**Exercise objective:** Output the entire listing below exactly as it stands.

**Dataset content:**
PR #4141, opened 2026-06-06
Fix Vulkan swapchain synchronization for acquired backbuffers

ifromstone:
## Summary

This fixes Vulkan swapchain backbuffer synchronization by waiting for the command buffer associated with the image returned by `vkAcquireNextImageKHR`, instead of waiting for the previously presented image before acquire.

The change also tracks the submitted command buffer fence counter per backbuffer, so stale/reused command buffer objects do not cause unnecessary waits. On iOS, the display link frame-rate hint is updated to use `preferredFrameRateRange` when available, with `CADisableMinimumFrameDurationOnPhone` enabled for ProMotion-capable devices.

## Why

The previous implementation waited in `GPUSwapChainVulkan::Begin()` using `_currentImageIndex`. With multi-buffered swapchains, that index can refer to the last presented image, not necessarily the image that will be acquired for the next frame. This can serialize rendering across swapchain images and defeat multi-buffering.

On iOS/MoltenVK this caused a stable FPS drop and camera stutter after a few seconds, even in a minimal scene. Moving the wait after acquire ties synchronization to the actual backbuffer that will be rendered into.

### DIFF
--- a/Source/Engine/GraphicsDevice/Vulkan/GPUSwapChainVulkan.cpp
+++ b/Source/Engine/GraphicsDevice/Vulkan/GPUSwapChainVulkan.cpp
@@ -25,16 +25,23 @@ void BackBufferVulkan::Setup(GPUSwapChainVulkan* window, VkImage backbuffer, Pix
     ImageAcquiredSemaphore = New<SemaphoreVulkan>(Device);
 }
 
+void BackBufferVulkan::WaitForSubmit()
+{
+    if (SubmitCmdBuffer)
+    {
+        if (SubmitCmdBufferFenceCounter == SubmitCmdBuffer->GetFenceSignaledCounter())
+            SubmitCmdBuffer->Wait();
+        SubmitCmdBuffer = nullptr;
+        SubmitCmdBufferFenceCounter = 0;
+    }
+}
+
 void BackBufferVulkan::Release()
 {
+    WaitForSubmit();
     Handle.Release();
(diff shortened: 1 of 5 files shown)


mafiesto4:
I'm getting some warnings from Vulkan layer when using this:

```
[Vulkan] Validation Error:1461184347(VUID-vkAcquireNextImageKHR-semaphore-01779) vkAcquireNextImageKHR(): Semaphore must not have any pending operations.
The Vulkan spec states: If semaphore is not VK_NULL_HANDLE, it must not have any uncompleted signal or wait operations pending (https://docs.vulkan.org/spec/latest/chapters/VK_KHR_surface/wsi.html#VUID-vkAcquireNextImageKHR-semaphore.
```

But those are gone after few frames. Now sure why.

mafiesto4:
The issue is gone if I merge #4125 first which does wait on the submit properly.

ifromstone:
> The issue is gone if I merge #4125 first which does wait on the submit properly.

Yes, that's correct.
I made an edit on my local branch, which already contained a #4125 edit. And then I split those changes off to master for PR.
So it's better to merge them all at the same time.

ifromstone:
> The issue is gone if I merge #4125 first which does wait on the submit properly.

Yes, that's correct.
I made an edit on my local branch, which already contained a #4125 edit. And then I split those changes off to master for PR.
So it's better to merge them all at the same time.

**Response area:**
PR #4141, opened 2026-06-06
Fix Vulkan swapchain synchronization for acquired backbuffers

ifromstone:
## Summary

This fixes Vulkan swapchain backbuffer synchronization by waiting for the command buffer associated with the image returned by `vkAcquireNextImageKHR`, instead of waiting for the previously presented image before acquire.

The change also tracks the submitted command buffer fence counter per backbuffer, so stale/reused command buffer objects do not cause unnecessary waits. On iOS, the display link frame-rate hint is updated to use `preferredFrameRateRange` when available, with `CADisableMinimumFrameDurationOnPhone` enabled for ProMotion-capable devices.

## Why

The previous implementation waited in `GPUSwapChainVulkan::Begin()` using `_currentImageIndex`. With multi-buffered swapchains, that index can refer to the last presented image, not necessarily the image that will be acquired for the next frame. This can serialize rendering across swapchain images and defeat multi-buffering.

On iOS/MoltenVK this caused a stable FPS drop and camera stutter after a few seconds, even in a minimal scene. Moving the wait after acquire ties synchronization to the actual backbuffer that will be rendered into.

### DIFF
--- a/Source/Engine/GraphicsDevice/Vulkan/GPUSwapChainVulkan.cpp
+++ b/Source/Engine/GraphicsDevice/Vulkan/GPUSwapChainVulkan.cpp
@@ -25,16 +25,23 @@ void BackBufferVulkan::Setup(GPUSwapChainVulkan* window, VkImage backbuffer, Pix
     ImageAcquiredSemaphore = New<SemaphoreVulkan>(Device);
 }
 
+void BackBufferVulkan::WaitForSubmit()
+{
+    if (SubmitCmdBuffer)
+    {
+        if (SubmitCmdBufferFenceCounter == SubmitCmdBuffer->GetFenceSignaledCounter())
+            SubmitCmdBuffer->Wait();
+        SubmitCmdBuffer = nullptr;
+        SubmitCmdBufferFenceCounter = 0;
+    }
+}
+
 void BackBufferVulkan::Release()
 {
+    WaitForSubmit();
     Handle.Release();
(diff shortened: 1 of 5 files shown)


mafiesto4:
I'm getting some warnings from Vulkan layer when using this:

```
[Vulkan] Validation Error:1461184347(VUID-vkAcquireNextImageKHR-semaphore-01779) vkAcquireNextImageKHR(): Semaphore must not have any pending operations.
The Vulkan spec states: If semaphore is not VK_NULL_HANDLE, it must not have any uncompleted signal or wait operations pending (https://docs.vulkan.org/spec/latest/chapters/VK_KHR_surface/wsi.html#VUID-vkAcquireNextImageKHR-semaphore.
```

But those are gone after few frames. Now sure why.

mafiesto4:
The issue is gone if I merge #4125 first which does wait on the submit properly.

ifromstone:
> The issue is gone if I merge #4125 first which does wait on the submit properly.

Yes, that's correct.
I made an edit on my local branch, which already contained a #4125 edit. And then I split those changes off to master for PR.
So it's better to merge them all at the same time.

ifromstone:
> The issue is gone if I merge #4125 first which does wait on the submit properly.

Yes, that's correct.
I made an edit on my local branch, which already contained a #4125 edit. And then I split those changes off to master for PR.
So it's better to merge them all at the same time.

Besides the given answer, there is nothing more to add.